- **Raw data**:
+--

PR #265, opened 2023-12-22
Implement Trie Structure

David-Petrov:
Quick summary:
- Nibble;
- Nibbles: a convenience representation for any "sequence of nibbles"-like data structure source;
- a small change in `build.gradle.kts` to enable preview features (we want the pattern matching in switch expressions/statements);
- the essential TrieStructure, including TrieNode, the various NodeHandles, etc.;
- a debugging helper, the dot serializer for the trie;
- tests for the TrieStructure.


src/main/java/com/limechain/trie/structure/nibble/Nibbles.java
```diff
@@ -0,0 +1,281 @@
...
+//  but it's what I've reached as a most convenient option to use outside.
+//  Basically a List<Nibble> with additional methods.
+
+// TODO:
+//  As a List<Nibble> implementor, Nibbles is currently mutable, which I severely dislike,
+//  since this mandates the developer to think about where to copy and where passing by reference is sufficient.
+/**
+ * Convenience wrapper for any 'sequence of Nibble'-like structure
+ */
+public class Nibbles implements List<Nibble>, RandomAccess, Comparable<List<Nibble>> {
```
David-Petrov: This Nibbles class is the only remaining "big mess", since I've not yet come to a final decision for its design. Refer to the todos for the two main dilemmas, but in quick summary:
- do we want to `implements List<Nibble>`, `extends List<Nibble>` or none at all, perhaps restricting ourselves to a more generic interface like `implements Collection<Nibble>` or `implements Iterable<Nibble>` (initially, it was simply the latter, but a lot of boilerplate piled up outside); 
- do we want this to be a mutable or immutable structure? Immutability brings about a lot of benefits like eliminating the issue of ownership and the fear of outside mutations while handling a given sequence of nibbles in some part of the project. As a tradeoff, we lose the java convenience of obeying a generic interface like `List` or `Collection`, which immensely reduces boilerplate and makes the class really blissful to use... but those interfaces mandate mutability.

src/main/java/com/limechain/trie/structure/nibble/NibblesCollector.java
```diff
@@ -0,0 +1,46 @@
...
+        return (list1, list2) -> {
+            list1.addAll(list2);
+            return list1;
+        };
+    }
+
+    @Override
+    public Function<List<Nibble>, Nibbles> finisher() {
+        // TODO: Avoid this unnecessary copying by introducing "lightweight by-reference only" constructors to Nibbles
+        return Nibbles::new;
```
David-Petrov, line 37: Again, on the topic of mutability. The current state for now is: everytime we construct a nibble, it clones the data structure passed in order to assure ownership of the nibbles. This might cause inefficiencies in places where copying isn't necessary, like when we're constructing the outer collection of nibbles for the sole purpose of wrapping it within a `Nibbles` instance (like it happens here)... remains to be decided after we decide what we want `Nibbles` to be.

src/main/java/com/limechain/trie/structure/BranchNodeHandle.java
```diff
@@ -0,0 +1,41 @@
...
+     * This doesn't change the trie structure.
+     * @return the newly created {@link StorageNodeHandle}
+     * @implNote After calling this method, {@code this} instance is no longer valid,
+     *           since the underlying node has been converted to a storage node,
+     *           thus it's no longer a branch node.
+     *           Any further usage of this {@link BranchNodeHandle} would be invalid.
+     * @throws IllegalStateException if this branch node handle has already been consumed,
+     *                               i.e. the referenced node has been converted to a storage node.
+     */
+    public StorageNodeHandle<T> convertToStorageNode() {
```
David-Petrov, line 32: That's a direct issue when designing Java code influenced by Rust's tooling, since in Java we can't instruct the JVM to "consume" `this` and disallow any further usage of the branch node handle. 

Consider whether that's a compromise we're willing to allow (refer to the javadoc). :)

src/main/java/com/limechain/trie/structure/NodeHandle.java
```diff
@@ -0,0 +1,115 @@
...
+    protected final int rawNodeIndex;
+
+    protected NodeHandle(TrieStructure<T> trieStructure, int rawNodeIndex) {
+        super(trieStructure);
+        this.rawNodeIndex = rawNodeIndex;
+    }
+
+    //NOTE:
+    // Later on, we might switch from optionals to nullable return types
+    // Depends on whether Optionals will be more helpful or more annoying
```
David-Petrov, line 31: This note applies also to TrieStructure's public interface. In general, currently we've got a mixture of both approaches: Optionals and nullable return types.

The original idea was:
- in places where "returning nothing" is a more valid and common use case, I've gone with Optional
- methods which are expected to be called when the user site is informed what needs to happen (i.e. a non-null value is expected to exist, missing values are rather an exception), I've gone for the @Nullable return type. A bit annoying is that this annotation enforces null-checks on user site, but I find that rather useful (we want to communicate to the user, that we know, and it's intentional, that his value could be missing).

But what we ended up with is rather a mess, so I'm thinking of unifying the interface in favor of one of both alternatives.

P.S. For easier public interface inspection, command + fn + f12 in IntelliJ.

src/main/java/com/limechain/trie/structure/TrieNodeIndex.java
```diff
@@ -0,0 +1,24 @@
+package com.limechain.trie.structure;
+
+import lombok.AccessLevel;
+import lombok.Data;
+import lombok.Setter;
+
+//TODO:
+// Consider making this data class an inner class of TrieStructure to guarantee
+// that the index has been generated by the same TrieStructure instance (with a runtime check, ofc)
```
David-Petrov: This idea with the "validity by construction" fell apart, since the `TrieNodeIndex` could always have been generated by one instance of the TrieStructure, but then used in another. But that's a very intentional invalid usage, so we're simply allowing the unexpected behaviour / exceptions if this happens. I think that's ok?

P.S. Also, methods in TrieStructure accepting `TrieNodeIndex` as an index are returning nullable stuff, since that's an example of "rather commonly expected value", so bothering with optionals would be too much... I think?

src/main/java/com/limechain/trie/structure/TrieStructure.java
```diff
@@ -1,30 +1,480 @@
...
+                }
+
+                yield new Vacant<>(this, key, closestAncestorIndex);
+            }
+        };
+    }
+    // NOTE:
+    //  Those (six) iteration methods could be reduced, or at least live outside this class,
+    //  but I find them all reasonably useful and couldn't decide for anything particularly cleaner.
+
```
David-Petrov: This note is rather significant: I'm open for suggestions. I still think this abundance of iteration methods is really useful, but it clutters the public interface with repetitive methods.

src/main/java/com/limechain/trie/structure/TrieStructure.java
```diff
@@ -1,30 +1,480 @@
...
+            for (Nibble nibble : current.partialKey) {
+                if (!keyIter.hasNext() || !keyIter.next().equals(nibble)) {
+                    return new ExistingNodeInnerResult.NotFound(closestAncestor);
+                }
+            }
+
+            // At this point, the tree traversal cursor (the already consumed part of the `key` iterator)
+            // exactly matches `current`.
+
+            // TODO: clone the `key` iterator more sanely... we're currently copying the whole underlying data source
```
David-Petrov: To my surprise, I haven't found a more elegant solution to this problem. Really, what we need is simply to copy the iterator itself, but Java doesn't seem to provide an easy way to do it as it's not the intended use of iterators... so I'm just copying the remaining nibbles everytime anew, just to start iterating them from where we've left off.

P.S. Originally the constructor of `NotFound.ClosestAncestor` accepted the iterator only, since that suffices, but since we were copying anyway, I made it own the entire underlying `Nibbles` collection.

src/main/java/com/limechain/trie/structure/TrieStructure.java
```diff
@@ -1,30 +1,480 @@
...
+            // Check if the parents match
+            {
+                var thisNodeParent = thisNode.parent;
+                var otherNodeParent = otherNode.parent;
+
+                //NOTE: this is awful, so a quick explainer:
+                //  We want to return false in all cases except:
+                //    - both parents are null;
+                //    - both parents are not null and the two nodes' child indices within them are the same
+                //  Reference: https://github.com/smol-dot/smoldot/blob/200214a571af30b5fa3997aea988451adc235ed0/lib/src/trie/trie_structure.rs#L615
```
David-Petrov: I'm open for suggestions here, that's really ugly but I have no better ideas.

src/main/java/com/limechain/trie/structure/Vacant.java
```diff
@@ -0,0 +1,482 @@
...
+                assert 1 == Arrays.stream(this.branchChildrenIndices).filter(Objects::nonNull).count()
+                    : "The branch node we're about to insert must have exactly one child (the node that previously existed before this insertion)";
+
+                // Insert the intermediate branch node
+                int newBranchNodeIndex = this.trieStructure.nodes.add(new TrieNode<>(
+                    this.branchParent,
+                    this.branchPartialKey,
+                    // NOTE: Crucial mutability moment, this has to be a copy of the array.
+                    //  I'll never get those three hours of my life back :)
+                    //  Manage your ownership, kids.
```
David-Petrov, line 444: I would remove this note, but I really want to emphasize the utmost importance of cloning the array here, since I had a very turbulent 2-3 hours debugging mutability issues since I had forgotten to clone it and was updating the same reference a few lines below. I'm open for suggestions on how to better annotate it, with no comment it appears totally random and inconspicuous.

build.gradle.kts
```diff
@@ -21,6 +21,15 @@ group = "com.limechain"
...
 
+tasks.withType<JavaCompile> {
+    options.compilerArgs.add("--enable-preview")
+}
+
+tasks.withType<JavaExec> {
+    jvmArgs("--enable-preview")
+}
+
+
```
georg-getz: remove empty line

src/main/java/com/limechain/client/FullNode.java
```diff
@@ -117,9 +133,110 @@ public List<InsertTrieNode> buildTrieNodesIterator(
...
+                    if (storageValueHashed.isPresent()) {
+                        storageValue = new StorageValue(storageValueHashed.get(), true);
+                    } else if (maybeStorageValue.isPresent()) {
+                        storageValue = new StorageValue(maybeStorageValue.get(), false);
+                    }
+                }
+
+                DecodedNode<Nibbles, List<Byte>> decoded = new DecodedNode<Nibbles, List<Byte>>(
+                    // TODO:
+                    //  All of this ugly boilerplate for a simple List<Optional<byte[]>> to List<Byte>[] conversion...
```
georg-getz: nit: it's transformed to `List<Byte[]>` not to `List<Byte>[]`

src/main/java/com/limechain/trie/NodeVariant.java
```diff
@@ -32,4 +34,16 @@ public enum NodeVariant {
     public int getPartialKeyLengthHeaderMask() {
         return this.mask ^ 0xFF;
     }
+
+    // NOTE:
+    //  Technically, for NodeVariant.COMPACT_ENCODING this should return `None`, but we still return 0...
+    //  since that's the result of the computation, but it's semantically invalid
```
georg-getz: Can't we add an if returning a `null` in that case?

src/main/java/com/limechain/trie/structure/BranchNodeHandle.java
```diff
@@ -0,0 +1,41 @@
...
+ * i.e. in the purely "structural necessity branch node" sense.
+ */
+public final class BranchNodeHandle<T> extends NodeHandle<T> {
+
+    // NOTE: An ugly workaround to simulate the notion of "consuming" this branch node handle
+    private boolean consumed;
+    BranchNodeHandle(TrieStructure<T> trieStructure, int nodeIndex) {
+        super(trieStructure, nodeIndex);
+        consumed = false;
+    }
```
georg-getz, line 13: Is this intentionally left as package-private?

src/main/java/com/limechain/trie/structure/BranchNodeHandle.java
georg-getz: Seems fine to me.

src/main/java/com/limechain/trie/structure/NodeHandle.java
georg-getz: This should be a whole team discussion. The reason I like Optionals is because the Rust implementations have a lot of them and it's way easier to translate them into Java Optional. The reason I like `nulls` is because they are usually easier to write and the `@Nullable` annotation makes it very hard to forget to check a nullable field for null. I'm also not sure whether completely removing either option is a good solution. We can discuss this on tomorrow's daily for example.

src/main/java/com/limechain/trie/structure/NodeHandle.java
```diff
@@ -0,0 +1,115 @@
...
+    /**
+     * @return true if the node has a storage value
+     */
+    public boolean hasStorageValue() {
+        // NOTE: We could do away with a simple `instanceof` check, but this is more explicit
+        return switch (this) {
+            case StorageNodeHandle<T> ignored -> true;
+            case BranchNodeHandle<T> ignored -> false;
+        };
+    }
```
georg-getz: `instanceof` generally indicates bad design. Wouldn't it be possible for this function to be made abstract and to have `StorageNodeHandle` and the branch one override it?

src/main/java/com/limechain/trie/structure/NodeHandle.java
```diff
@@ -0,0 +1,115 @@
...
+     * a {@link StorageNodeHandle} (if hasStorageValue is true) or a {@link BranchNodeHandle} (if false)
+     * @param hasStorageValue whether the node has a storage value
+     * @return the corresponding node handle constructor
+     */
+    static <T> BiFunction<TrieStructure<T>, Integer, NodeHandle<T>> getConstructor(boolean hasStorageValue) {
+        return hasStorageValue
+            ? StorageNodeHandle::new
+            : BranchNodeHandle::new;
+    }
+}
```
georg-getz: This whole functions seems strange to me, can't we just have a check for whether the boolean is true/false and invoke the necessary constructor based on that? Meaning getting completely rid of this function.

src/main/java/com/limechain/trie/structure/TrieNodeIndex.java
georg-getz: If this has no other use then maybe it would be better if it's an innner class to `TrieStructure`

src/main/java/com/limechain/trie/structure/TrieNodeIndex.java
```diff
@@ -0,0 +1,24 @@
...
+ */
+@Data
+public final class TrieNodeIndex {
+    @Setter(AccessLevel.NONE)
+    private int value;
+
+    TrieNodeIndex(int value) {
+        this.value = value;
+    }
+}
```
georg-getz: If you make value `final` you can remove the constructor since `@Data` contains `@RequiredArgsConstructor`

+--

- **Task instructions**:
Would you copy, word for word, only the lines from the start of the listing to the one that contains "David-Petrov: This Nibbles", both included?

- **Written answer**:
PR #265, opened 2023-12-22
Implement Trie Structure

David-Petrov:
Quick summary:
- Nibble;
- Nibbles: a convenience representation for any "sequence of nibbles"-like data structure source;
- a small change in `build.gradle.kts` to enable preview features (we want the pattern matching in switch expressions/statements);
- the essential TrieStructure, including TrieNode, the various NodeHandles, etc.;
- a debugging helper, the dot serializer for the trie;
- tests for the TrieStructure.


src/main/java/com/limechain/trie/structure/nibble/Nibbles.java
```diff
@@ -0,0 +1,281 @@
...
+//  but it's what I've reached as a most convenient option to use outside.
+//  Basically a List<Nibble> with additional methods.
+
+// TODO:
+//  As a List<Nibble> implementor, Nibbles is currently mutable, which I severely dislike,
+//  since this mandates the developer to think about where to copy and where passing by reference is sufficient.
+/**
+ * Convenience wrapper for any 'sequence of Nibble'-like structure
+ */
+public class Nibbles implements List<Nibble>, RandomAccess, Comparable<List<Nibble>> {
```
David-Petrov: This Nibbles class is the only remaining "big mess", since I've not yet come to a final decision for its design. Refer to the todos for the two main dilemmas, but in quick summary:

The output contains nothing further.